(Stored items)

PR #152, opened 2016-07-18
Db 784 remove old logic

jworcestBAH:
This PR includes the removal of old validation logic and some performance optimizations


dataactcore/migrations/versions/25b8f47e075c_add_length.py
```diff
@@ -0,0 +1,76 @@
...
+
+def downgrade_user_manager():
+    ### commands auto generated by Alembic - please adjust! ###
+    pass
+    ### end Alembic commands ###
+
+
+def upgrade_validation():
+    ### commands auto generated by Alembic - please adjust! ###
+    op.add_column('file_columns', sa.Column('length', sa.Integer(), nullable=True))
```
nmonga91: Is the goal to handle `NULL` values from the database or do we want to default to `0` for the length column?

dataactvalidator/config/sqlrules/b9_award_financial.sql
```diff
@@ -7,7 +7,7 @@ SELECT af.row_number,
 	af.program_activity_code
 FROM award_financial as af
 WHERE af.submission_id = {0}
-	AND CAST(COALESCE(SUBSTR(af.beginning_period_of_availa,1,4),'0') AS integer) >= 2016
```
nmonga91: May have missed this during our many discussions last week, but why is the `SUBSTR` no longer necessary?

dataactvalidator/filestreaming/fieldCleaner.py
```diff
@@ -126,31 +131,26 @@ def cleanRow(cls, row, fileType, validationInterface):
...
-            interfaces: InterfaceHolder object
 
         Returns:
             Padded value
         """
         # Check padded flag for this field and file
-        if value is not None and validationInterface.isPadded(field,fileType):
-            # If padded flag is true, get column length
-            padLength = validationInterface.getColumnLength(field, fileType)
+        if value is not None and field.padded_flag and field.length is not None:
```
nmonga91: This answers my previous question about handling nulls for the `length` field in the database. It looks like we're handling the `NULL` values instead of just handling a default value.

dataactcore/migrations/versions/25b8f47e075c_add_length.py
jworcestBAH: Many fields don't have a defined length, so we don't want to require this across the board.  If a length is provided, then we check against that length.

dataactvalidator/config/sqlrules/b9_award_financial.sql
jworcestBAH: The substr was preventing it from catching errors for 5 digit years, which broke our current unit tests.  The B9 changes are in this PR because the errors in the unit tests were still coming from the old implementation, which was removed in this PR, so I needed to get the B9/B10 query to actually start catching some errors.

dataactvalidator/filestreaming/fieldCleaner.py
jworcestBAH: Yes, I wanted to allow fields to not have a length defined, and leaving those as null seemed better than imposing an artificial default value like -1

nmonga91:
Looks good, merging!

* [Problem statement]: Work out how many lines of the records contain the word "database", and give only that number.

* [Task solution]: 2